Of course, not every face betrayed such feelings. Halonya was smirking like the half-demented thing she was. Lord Luthen and other peers who had thus far received only friendship and preferential treatment from the Red Dragon looked smug and self-satisfied. Zan-akar Zeraez kept his purple, silver-etched features composed into a mask of wise and sober courtesy.
Still, some courtiers, men who’d been stripped of property or offices merely on Tchazzar’s whim or been commanded to send their wives or daughters to his chambers, glowered and sulked. Daelric and some of the other high priests stood in a huddle, muttering together.
But only Shala kept scowling when the Red Dragon actually strode into the room, although some others couldn’t resist the impulse to wince or gasp.
That was because Tchazzar had blood spattered all over the front of him, from his long, handsome face all the way down to his pointed shoes, soaking his vermilion-and-black silk and velvet garments and dulling the glitter of his diamond buttons. Jhesrhi suspected that he’d been taking a personal hand in punishing supposed miscreants in the dungeons, although that was by no means a certainty. He’d proved himself capable of committing mayhem anywhere and anytime something angered him.
Everyone bowed or curtsied as, seemingly oblivious to his bizarre and disquieting dishevelment, Tchazzar mounted the dais and flopped down on the throne, immediately fouling the gold and sea green cushions with smears of blood. “Rise,” he said, and Jhesrhi noticed that he had significantly more gore on his mouth than the rest of his face. It even stained his teeth.

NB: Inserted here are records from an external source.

PR #141, opened 2021-09-20
Resolve dependencies in setup-ide step

tpasternak:
Fail only when dependencies passed via CLI cannot be resolved

Fail when someone passes '--dependency <invalid_dependency>
Do not fail when there is an invalid '$ivy.<dep>' in code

“Well,” Tchazzar continued, surveying them all, “here we are again, facing the same annoying paradox. With a god to rule it, Chessenta is blessed beyond all other realms. Yet no monarch could find himself more beset by malcontents. Why is that?”
After a moment, Jhesrhi decided it wasn’t just a rhetorical question. He was actually waiting for an answer. But no one knew what to say, or else those who did feared to draw the dragon’s attention to themselves.
Finally, looking like an overfed canary in his yellow vestments, Daelric cleared his throat and said, “Majesty, the brightest light casts the deepest shadows. When one studies the Keeper’s sacred texts-”
“Fire and blood!” Tchazzar screamed. “Did you think I was asking for platitudes? Not one word more! Or you can try studying the sacred texts without eyes and prattling about what you find there without a tongue!”
Daelric’s round, ruddy face turned a shade paler. He bowed and stepped back among his fellow clerics, who in some cases edged away from him as though Tchazzar’s displeasure were contagious.
Jhesrhi supposed that if anyone could calm the dragon, or at least encourage him to get to the point, it would be either Halonya or herself. And for once, the prophetess didn’t appear on the quivering verge of blurting something out. Although she did appear to be trying to maintain a grave expression to mask an underlying eagerness.